At the time of selection you freeze the probability of the sets (as this is
the macroscopic world and the implications of the state in the other rooms
must have collapsed due to interactions with all sorts of radiation from the
rest of the universe).

Thus what you say is exactly correct.

* T0 - {1/3} {1/3} {1/3} * T1 - {1/3 Your pick} {2/3 = {1/3} + {1/3}} * T2 - {1/3 Your pick} {2/3 = {0/3 Host Pick} {2/3 Remaining door}}

------
mediocregopher
So I _believe_ the 2/3 answer to be true. I see the evidence in those tables.
But intuitively, I still don't get it, and the explanation in the article
isn't helping

> The short answer is that your initial odds of winning with door #1 (⅓) don’t
> change simply because the host reveals a goat behind door #3; instead,
> Hall’s action increases the odds to ⅔ that you’ll win by switching.

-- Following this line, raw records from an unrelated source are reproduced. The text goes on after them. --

PR #202, opened 2020-11-02
Dozer Levels

### LINKED ISSUE #158: Levels

AidanFromProgramming:
I think I am at the point where I just need y'all to review my code and make sure nothing has been missed

close #158


dozer/cogs/levels.py
```diff
@@ -0,0 +1,584 @@
...
+            lvl += 1
+        return lvl - 1
+
+    async def check_new_roles(self, guild, member, cached_member):
+        """Check and see if a member has qualified to get a new role"""
+        roles = self._level_roles.get(guild.id)
+        for level_role in roles:
+            role = guild.get_role(level_role.role_id)
+            if self.level_for_total_xp(cached_member.total_xp) >= level_role.level and role not in member.roles:
+                await member.add_roles(role)
```
octocynth, line 143: This makes one request per role, which will be ratelimited pretty heavily. This could collect the list of roles that need to be added in this loop and then add them all at once afterward.

dozer/cogs/levels.py
```diff
@@ -0,0 +1,584 @@
...
+        db_record = await db.Pool.fetchrow(f"""
+            WITH ranked_xp AS (
+                SELECT user_id, rank() OVER (ORDER BY total_xp DESC) FROM {MemberXP.__tablename__}
+                WHERE guild_id = $1
+            ) SELECT rank FROM ranked_xp WHERE user_id = $2;
+        """, ctx.guild.id, member.id)
+
+        total_xp = cache_record.total_xp
+
+        count = ctx.guild.member_count
```
octocynth, line 387: It would be more accurate to fetch this from the database as number of records with this guild ID. As-is, it's possible to show e.g. "# 100 of 90" if enough high-ranked users have left the server.

dozer/cogs/levels.py
```diff
@@ -0,0 +1,584 @@
...
+    @command(aliases=["configurelevels"])
+    @guild_only()
+    @has_permissions(administrator=True)
+    async def configureranks(self, ctx):
+        """Configure dozer ranks:tm: any key word arguments not entered will be treated as default"""
+        args = self.kwarg_parsing(ctx.message.content)  # Parse for kwargs
+
+        xp_min = max(min(int(args.get("min")), 32767), 0) if args.get("min") else 5
+        xp_max = max(min(int(args.get("max")), 32767), 0) if args.get("max") else 15
+        xp_cooldown = max(min(int(args.get("cooldown")), 32767), 0) if args.get("cooldown") else 15
```
octocynth, line 301: Clamping the value into range is likely not what the user expected or wanted. If these values are out of bounds, the command should error.

octocynth (changes requested):

dozer/cogs/levels.py
```diff
@@ -0,0 +1,584 @@
...
+
+        await ctx.send("Done")
+
+    meesyncs.example_usage = """
+        `{prefix}meesyncs`: Sync ranking data from the mee6 API to dozer's database
+        """
+
+    async def update_server_settings_cache(self):
+        """Updates the server settings cache from the database"""
+        await asyncio.sleep(0.75)  # Give the database a few to update
```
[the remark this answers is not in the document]
AidanFromProgramming: Not sure, but it doesn't work without it

dozer/cogs/levels.py
AidanFromProgramming: I added a mix of both uses the server size when the database only doesn't have the full server, and a the database total when the database is bigger than total members

tweirtx (approved):

dozer/cogs/levels.py
```diff
@@ -52,24 +53,25 @@ async def meesyncs(self, ctx):
...
-                        last_given_at=ctx.message.created_at.replace(tzinfo=timezone.utc)
-                    )
-                    await ent.update_or_add()
-                if page % 2:
-                    await msg.edit(content=progress_template.format(page=page))
-            else:
-                break
-            time.sleep(1.25)  # Slow down api calls as to not anger cloudflare
+        for page in itertools.count():
+            async with aiohttp.ClientSession() as session:
```
octocynth, line 57: `ClientSession`s carry a lot of state and are meant to be reused for many requests. A single session should be created when the cog is created and reused between calls. For reference, see how [the `News` cog](https://github.com/FRCDiscord/Dozer/blob/b467ffd70d196aef48ec38c5ca9daddcd0c5fb2f/dozer/cogs/news.py) creates and uses its `http_session` attribute.

dozer/cogs/levels.py
```diff
@@ -252,9 +248,31 @@ def _ensure_sync_running(self):
...
-    @has_permissions(administrator=True)
+    async def checkrolelevels(self, ctx):
+        """Displays all level associated roles"""
+        roles = sorted(self._level_roles.get(ctx.guild.id), key=lambda entry: entry.level)  # Sort roles based on level
+        e = discord.Embed(title=f"Level roles for {ctx.guild}", color=blurple)
+        if roles:
+            e.description = f"This server has {len(roles)} level roles"
+            for level_role in roles:
+                role = ctx.guild.get_role(level_role.role_id)
+                if_unavailable = f"<@{level_role.role_id}>"
```
octocynth, line 261: If the role doesn't exit, its mention isn't easy for a user to understand. This message should be that the role has been deleted or something similar.

dozer/cogs/levels.py
```diff
@@ -284,86 +302,129 @@ async def setrolelevel(self, ctx, role: discord.Role, level: int):
...
+        """Set the range of a servers levels random xp"""
         if xp_min > xp_max:
             raise BadArgument("XP_min cannot be greater than XP_max!")
-
+        await self._config_guild_setting(ctx, xp_min=xp_min, xp_max=xp_max)
+
+    @configureranks.command()
+    @has_permissions(manage_guild=True)
+    async def setcooldown(self, ctx, cooldown: int):
+        """Set the time between messages before xp is calculated again"""
```
octocynth, line 347: Is `cooldown` a number of minutes or seconds? The help message should say which one.

dozer/cogs/levels.py
```diff
@@ -284,86 +302,129 @@ async def setrolelevel(self, ctx, role: discord.Role, level: int):
...
-        await ctx.send(embed=embed)
+            enabled = "Enabled" if settings.enabled else "Disabled"
+            embed.set_author(name=ctx.guild, icon_url=ctx.guild.icon_url)
+            embed.add_field(name=f"Levels are {enabled} for {ctx.guild}", value=f"XP min: {settings.xp_min}\n"
+                                                                                f"XP max: {settings.xp_max}\n"
+                                                                                f"Cooldown: {settings.xp_cooldown} Seconds\n"
+                                                                                f"Notification channel: {notify_channel}")
+            await ctx.send(embed=embed)
+        else:
+            await ctx.send("Levels not configured for this server")
```
octocynth: This should be merged into the `configureranks` command. Settings commands usually serve to both get and set settings, for example the `&starboard` command.

octocynth (changes requested):

dozer/cogs/levels.py
open-sourceress: Hmm, I don't think this got resolved. Instead of telling the user an invalid command was called, `&configureranks` should show the current configuration, instead of having a separate `&getlevelsconfig` command.

open-sourceress (changes requested):
Looks good! After https://github.com/FRCDiscord/Dozer/pull/202#discussion_r522449831 is resolved this should be ready to merge.

tweirtx (dismissed):

open-sourceress (dismissed):
🎉

tweirtx (dismissed):

bkeeneykid (approved):

open-sourceress (approved):

PR #203, opened 2020-11-02
New embeds for message logs

AidanFromProgramming:
I spent some time formatting the embeds for message logs, and added a method for handing raw api payloads in the event a message wasn't in the cache. I also increased the message cache size from 1000 to 5000 which is still quite low for a discord bot of dozers scale

### DIFF
--- a/dozer/cogs/moderation.py
+++ b/dozer/cogs/moderation.py
@@ -366,7 +366,7 @@ class Moderation(Cog):
         channel_id = str(payload.channel_id)
         user_id = str(author['id'])
         if (self.bot.get_user(int(author['id']))).bot:
-            return
+            return  # Breakout if the user is a bot
         message_id = str(payload.message_id)
         link = f"https://discordapp.com/channels/{str(guild_id)}/{str(channel_id)}/{str(message_id)}"
         mention = f"<@!{user_id}>"
@@ -392,7 +392,7 @@ class Moderation(Cog):
     async def on_message_edit(self, before, after):
         """Logs message edits."""
         await self.check_links(after)
-        if before.author.bot:
+        if before.author.bot or after.author.bot:
             return
         if after.edited_at is not None or before.edited_at is not None:
             # There is a reason for this. That reason is that otherwise, an infinite spam loop occurs
--- a/dozer/cogs/moderation.py
+++ b/dozer/cogs/moderation.py
@@ -308,10 +308,10 @@ class Moderation(Cog):
         message_id = int(payload.message_id)
         message_created = discord.Object(message_id).created_at
         embed = discord.Embed(title="Message Deleted",
-                              description="Message Deleted In: " + str(message_channel.mention),
+                              description=f"Message Deleted In: {message_channel.mention}",
                               color=0xFF00F0, timestamp=message_created)
         embed.add_field(name="Message", value="N/A", inline=False)
-        embed.set_footer(text=f"MessageID: {str(message_id)}; Sent at")
+        embed.set_footer(text=f"MessageID: {message_id}; Sent at")
         message_log_channel = await self.edit_delete_config.query_one(guild_id=guild.id)
         if message_log_channel is not None:
             channel = guild.get_channel(message_log_channel.messagelog_channel)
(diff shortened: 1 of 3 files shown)


dozer/cogs/moderation.py
```diff
@@ -292,88 +298,133 @@ async def on_message(self, message):
...
-                for x in i.fields:
-                    e.add_field(name=x.name, value=x.value)
-                e.add_field(name="Footer", value=i.footer)
+        audit = await self.check_audit(message.guild)
+        embed = discord.Embed(title="Message Deleted",
+                              description=f"Message Deleted In: {str(message.channel.mention)}\nSent by: {str(message.author.mention)}",
+                              color=0xFF0000, timestamp=message.created_at)
+        embed.set_thumbnail(url=message.author.avatar_url)
+        if audit:
+            if str(audit.target) == str(message.author.name + "#" + message.author.discriminator):
```
octocynth, line 332: What's the reasoning for comparing equality by `str(...)`? Does `audit.target == message.author` not do the expected thing here?

dozer/cogs/moderation.py
```diff
@@ -292,88 +298,133 @@ async def on_message(self, message):
...
+                auditMember = await message.guild.fetch_member(audit.user.id)
+                embed.add_field(name="Message Deleted By: ", value=str(auditMember.mention), inline=False)
```
octocynth, line 334: It's probably worth including the user's username\#discriminator and ID here too. When a user leaves the guild or the client hasn't loaded the full member list, mentions are frustratingly opaque.

dozer/cogs/moderation.py
```diff
@@ -292,88 +298,133 @@ async def on_message(self, message):
...
+                await channel.send(embed=embed)
+
+    @Cog.listener()
+    async def on_raw_message_edit(self, payload):
+        """Logs message edits that are not currently in the bots message cache"""
+        if payload.cached_message:
+            return
+        Mchannel = self.bot.get_channel(int(payload.channel_id))
+        guild = Mchannel.guild
+        print(payload)
```
octocynth, line 357: Looks like this is a leftover from debugging that can be removed.

dozer/cogs/moderation.py
```diff
@@ -292,88 +298,133 @@ async def on_message(self, message):
...
+        try:
+            content = payload.data['content']
+        except KeyError:
+            content = None
+        try:
+            author = payload.data['author']
+        except KeyError:
+            return
```
octocynth, line 365: When does `payload.data['author']` not exist?

dozer/cogs/moderation.py
```diff
@@ -292,88 +298,133 @@ async def on_message(self, message):
...
+        mention = f"<@!{user_id}>"
+        avatar_link = f"http://cdn.discordapp.com/avatars/{str(user_id)}/{author['avatar']}.webp?size=1024"
+        embed = discord.Embed(title="Message Edited",
+                              description=f"[MESSAGE]({link}) From {mention}\nEdited In: {str(Mchannel.mention)}", color=0xFFC400)
+        embed.set_thumbnail(url=avatar_link)
+        embed.add_field(name="Original", value="N/A", inline=False)
+        if content:
+            embed.add_field(name="Edited", value=str(content[0:1023]), inline=False)
+            if len(content) > 1024:
+                embed.add_field(name="Edited Continued", value=str(content[1024:2000]), inline=False)
```
octocynth, line 382: Are the `str(...)` calls here necessary? F-strings format expressions with `str(...)` internally already.

dozer/cogs/moderation.py
```diff
@@ -292,88 +298,133 @@ async def on_message(self, message):
...
+            channel = guild.get_channel(message_log_channel.messagelog_channel)
+            if channel is not None:
+                await channel.send(embed=embed)
 
     @Cog.listener('on_message_edit')
     async def on_message_edit(self, before, after):
         """Logs message edits."""
         await self.check_links(after)
-        if before.author.bot:
+        if before.author.bot or after.author.bot:
```
octocynth, line 396: Is there a case where `before.author.bot` and `after.author.bot` differ? AFAIK it's impossible to convert between a user and bot account.

dozer/cogs/moderation.py
```diff
@@ -292,88 +298,133 @@ async def on_message(self, message):
...
+                                              f"\nEdited In: {str(before.channel.mention)}", color=0xFFC400,
+                                  timestamp=after.edited_at)
+            embed.set_thumbnail(url=after.author.avatar_url)
+            if before.content:
+                embed.add_field(name="Original", value=str(before.content[0:1023]), inline=False)
+                if len(before.content) > 1024:
+                    embed.add_field(name="Original Continued", value=str(before.content[1024:2000]), inline=False)
+                embed.add_field(name="Edited", value=str(after.content[0:1023]), inline=False)
+                if len(after.content) > 1024:
+                    embed.add_field(name="Edited Continued", value=str(after.content[1024:2000]), inline=False)
```
octocynth, line 416: Same as  my comments on L366-L382, these `str(...)` calls look like they could be removed.

octocynth (changes requested):

dozer/cogs/moderation.py
AidanFromProgramming: Never...

dozer/cogs/moderation.py
guineawheek: This was actually the original design rationale for having the author and author pingable be separate fields.

dozer/cogs/moderation.py
octocynth: In that case it's probably best to let `payload.data['author']` raise its error so that we get an error report instead of failing silently if that ever changes.

octocynth (changes requested):
Looks good! One more change and then this should be good to merge.

tweirtx (approved):

octocynth (approved):

PR #211, opened 2020-11-06
Added noreturn option to eval command

AidanFromProgramming:
When noreturn is specified no evaluation embed is sent and the code is run


guineawheek:
Is this necessary?

1). I can't think of a time when I don't want the bot to send an embed in an eval, if the embed sent is too big to be sent, that's usually an error on my part, and it helps to have confirmation that the code actually _ran_

2). making subcommands out of eval, which is supposed to be able to run arbitrary python code, is screwy.

guineawheek:
It seems the primary use case is for using Dozer to say things.

In that case, why not just make a dev-only `&say` command?

tweirtx (approved):

PR #325, opened 2021-04-18
Added a couple more responses and made use of fstrings in fun.py

JohnnyWobble:
Hi, I just added some more responses that I thought were funny to the `&fight` command and also I couldn't help but update the stone age `.format` to a more pythonic fstring.

### DIFF
--- a/dozer/cogs/fun.py
+++ b/dozer/cogs/fun.py
@@ -36,33 +36,33 @@ class Fun(Cog):
             "lost connection to the field courtesy of",
             "was knocked off the hab by",
             "had the scale dropped on them by",
-            "had `git rm --force` executed on them by"
+            "had `git rm --force` executed on them by",
+            "was hacked by",
+            "was `rm -rf`ed by",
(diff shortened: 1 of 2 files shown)


dozer/cogs/fun.py
```diff
@@ -36,33 +36,35 @@ async def battle(self, ctx, opponent: discord.Member, delete_result=True):
...
         hps = [1400, 1400]
         turn = random.randint(0, 1)
 
         messages = []
+        damage = 0xc8
         while hps[0] > 0 and hps[1] > 0:
-            opp_idx = (turn + 1) % 2
-            damage = random.choice(damages)
+            opp_idx = abs(turn - 1)
+            is_valid = lambda x: int(x.id ** .2) - 0x2c210
```
AidanFromProgramming, line 54: What even is this?

AidanFromProgramming (changes requested):
We tend to like out code to be easily readable by even novices, could you make this less obfuscated?

PR #326, opened 2021-04-18
Update documentation

tweirtx:


AidanFromProgramming (changes requested):
Can we please add the documentation to the gitignore, and have dozer autoupdate docs when &update is run

tweirtx:
Nope, because thanks to Spectrum the docs have to be served from another server

devyntk (approved):

AidanFromProgramming (approved):

PR #331, opened 2021-06-15
Support for longer messages with nitro

tweirtx:
Known issue: edits don't work if the message is too big. Reason: embed size cannot exceed 6000 characters. Solution unknown.

I also did some housekeeping because I couldn't get the bot to start


AidanFromProgramming (changes requested):
#334 Fixes all issues in a more efficient manner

Well, why don't they change simply because the host reveals a goat? If you
show me a three sided coin, I'd say there's a 1/3 chance of getting a
particular side. If you then magically change gravity such that one of the
other sides will never ever be landed on, would the two remaining sides not
now have 50/50? I guess the article asserts that the "probability" doesn't get
redistributed amongst the remaining options evenly, and I want to know why it
doesn't and why it instead all "goes" to the one I didn't pick.

I don't mean to be confrontational in asking, and I don't doubt the answer, I
just don't get _why_. Could anyone explain it better, or point me somewhere
that does?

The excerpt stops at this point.